[RECORDS FOR THIS TASK — start]
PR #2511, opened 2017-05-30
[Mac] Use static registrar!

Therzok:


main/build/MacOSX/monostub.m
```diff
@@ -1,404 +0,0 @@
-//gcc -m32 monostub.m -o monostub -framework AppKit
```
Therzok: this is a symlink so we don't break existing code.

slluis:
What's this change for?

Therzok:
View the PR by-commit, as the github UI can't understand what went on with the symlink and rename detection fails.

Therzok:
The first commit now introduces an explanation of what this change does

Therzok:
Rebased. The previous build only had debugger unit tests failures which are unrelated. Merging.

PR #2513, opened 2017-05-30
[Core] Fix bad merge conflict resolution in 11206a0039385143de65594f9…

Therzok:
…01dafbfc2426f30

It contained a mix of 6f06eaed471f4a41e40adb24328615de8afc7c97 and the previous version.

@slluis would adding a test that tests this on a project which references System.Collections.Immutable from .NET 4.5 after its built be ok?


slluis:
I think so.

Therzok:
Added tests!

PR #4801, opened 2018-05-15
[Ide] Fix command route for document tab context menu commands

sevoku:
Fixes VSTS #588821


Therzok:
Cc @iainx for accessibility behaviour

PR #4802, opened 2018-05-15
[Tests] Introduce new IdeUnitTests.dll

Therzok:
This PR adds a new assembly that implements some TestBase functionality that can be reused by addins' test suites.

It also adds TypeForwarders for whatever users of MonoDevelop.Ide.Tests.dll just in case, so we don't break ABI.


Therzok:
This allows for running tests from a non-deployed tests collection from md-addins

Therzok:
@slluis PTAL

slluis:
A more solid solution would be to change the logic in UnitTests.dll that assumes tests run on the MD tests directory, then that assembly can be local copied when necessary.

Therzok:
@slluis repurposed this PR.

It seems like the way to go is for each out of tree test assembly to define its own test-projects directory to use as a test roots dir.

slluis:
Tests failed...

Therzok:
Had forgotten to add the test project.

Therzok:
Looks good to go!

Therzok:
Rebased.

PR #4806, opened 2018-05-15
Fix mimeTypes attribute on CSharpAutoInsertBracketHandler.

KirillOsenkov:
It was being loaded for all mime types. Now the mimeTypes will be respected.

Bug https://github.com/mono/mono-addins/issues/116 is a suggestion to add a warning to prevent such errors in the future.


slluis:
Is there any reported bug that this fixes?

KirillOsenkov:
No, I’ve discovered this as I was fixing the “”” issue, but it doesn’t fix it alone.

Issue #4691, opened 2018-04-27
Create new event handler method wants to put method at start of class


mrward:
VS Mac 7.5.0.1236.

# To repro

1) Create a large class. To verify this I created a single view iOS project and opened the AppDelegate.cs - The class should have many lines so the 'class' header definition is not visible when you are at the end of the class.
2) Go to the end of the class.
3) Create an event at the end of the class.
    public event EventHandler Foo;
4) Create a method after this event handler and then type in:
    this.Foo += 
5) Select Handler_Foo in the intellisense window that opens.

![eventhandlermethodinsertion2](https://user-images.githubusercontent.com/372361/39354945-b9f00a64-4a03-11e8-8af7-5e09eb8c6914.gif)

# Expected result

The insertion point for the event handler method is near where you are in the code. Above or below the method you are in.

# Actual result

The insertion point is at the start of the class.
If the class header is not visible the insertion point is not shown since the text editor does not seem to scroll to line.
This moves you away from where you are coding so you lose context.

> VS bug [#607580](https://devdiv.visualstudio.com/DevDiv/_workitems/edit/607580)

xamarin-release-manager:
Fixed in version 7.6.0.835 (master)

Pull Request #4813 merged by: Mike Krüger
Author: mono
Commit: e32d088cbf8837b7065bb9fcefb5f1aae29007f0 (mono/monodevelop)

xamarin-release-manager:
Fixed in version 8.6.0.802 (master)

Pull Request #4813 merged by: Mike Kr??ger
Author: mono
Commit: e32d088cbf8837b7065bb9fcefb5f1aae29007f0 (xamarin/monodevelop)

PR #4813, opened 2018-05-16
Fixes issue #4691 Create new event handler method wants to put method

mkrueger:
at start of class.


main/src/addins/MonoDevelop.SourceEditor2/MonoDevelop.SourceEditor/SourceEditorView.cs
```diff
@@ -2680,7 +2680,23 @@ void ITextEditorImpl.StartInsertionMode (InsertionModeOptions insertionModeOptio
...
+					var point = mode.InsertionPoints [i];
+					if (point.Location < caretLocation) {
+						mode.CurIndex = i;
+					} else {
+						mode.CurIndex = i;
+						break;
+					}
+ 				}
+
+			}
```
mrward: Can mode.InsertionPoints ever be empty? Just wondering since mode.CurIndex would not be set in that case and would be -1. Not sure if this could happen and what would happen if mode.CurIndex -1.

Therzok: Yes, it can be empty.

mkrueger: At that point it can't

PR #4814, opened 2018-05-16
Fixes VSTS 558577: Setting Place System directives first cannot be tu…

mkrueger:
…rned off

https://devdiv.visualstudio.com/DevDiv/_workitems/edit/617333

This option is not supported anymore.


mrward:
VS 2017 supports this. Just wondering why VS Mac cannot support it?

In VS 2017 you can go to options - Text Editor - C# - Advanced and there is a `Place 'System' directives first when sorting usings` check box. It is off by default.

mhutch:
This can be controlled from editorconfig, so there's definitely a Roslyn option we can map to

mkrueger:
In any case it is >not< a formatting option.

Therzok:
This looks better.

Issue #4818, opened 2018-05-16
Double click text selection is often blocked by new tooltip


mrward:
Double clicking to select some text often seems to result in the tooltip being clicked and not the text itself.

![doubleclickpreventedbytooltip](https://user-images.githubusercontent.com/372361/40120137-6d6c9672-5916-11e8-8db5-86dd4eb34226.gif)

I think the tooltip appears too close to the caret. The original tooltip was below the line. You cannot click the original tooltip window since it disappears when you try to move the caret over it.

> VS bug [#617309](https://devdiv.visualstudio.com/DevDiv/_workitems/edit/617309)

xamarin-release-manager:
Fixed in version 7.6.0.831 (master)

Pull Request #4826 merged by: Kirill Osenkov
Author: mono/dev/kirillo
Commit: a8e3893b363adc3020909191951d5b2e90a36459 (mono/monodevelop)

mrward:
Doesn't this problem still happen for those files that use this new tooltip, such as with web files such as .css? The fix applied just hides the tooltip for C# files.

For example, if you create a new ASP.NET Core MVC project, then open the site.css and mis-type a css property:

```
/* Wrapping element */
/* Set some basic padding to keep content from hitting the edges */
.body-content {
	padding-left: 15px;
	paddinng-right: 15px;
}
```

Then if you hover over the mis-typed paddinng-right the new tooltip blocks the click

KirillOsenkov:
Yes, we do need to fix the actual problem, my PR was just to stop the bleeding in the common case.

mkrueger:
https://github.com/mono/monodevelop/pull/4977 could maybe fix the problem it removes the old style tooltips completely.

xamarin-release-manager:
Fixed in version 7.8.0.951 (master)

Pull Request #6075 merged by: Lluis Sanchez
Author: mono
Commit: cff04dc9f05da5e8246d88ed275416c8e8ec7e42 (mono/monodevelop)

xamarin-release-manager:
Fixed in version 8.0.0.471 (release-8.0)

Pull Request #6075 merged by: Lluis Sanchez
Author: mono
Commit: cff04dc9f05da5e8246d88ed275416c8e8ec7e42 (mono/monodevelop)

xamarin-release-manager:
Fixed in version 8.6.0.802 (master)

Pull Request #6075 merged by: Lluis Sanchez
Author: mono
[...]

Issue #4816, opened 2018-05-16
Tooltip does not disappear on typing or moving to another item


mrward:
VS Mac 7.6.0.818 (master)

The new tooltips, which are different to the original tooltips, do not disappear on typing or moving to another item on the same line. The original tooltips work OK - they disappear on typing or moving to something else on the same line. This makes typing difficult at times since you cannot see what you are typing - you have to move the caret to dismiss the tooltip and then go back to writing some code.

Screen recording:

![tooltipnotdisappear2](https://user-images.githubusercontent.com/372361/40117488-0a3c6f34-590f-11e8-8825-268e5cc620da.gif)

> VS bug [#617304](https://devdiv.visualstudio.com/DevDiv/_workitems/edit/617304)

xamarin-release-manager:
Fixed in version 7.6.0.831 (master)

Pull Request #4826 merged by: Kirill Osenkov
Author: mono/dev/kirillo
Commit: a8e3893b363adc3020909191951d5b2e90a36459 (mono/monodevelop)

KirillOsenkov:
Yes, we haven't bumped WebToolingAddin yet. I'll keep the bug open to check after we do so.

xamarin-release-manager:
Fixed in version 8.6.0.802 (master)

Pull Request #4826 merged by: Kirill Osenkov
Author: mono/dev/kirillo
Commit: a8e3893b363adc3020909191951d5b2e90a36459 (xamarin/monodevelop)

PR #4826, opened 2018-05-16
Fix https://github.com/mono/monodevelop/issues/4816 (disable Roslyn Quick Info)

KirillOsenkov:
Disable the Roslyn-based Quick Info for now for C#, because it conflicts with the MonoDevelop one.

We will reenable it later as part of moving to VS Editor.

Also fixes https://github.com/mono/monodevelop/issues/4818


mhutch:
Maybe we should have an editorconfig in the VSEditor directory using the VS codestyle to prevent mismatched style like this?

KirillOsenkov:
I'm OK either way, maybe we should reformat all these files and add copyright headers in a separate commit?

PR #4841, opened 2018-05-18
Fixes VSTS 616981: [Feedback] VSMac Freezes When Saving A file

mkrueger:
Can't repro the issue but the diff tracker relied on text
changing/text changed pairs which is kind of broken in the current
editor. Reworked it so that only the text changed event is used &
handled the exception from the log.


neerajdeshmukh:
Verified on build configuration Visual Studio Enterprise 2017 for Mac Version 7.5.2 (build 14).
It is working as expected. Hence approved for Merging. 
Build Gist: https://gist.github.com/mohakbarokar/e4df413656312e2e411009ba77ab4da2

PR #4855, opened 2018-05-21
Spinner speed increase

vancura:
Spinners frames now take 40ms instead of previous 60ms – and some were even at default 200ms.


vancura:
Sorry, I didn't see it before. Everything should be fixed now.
[RECORDS FOR THIS TASK — finish]
[RECORDS FOR THIS TASK — start]
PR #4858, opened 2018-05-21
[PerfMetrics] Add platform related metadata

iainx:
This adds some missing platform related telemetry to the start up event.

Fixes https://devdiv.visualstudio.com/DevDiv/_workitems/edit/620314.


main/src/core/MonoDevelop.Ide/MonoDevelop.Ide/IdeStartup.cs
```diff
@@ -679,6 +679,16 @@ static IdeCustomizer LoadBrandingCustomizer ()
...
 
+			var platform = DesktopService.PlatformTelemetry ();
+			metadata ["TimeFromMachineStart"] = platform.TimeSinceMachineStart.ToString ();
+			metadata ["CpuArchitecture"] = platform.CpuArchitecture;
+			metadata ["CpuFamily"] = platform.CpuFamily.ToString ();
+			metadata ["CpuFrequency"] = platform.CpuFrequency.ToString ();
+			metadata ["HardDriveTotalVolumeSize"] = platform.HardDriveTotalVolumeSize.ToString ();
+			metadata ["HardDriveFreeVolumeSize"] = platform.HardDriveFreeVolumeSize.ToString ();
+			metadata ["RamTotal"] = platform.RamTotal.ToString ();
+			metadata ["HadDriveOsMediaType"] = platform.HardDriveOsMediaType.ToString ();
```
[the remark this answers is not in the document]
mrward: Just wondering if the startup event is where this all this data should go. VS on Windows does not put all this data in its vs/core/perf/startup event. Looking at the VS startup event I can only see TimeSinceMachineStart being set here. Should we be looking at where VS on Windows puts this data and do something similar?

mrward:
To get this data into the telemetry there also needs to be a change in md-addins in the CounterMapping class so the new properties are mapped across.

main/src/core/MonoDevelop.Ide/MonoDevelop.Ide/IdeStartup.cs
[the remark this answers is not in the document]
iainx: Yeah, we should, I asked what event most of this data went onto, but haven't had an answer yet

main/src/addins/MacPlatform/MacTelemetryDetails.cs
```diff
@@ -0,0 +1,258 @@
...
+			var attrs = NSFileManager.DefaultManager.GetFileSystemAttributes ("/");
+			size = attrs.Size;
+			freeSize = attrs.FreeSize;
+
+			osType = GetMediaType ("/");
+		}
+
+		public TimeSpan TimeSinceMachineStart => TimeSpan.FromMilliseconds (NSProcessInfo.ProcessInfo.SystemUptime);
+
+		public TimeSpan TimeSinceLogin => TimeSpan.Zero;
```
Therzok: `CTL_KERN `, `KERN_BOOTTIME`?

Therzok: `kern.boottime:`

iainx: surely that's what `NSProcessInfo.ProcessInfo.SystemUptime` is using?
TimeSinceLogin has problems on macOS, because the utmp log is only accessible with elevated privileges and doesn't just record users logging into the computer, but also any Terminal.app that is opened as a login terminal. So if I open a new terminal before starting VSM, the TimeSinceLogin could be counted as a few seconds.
[RECORDS FOR THIS TASK — finish]
[RECORDS FOR THIS TASK — start]
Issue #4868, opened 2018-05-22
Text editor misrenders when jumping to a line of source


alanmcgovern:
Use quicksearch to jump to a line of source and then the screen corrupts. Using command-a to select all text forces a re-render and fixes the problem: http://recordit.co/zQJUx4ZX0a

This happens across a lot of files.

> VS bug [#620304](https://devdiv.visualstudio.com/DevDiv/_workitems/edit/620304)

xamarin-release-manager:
[RECORDS FOR THIS TASK — finish]
## WHAT IS EXPECTED
Where a line of the entries holds the string "TimeSpan", include it in the count, and give only the final number.

## RESPONSE BOX
2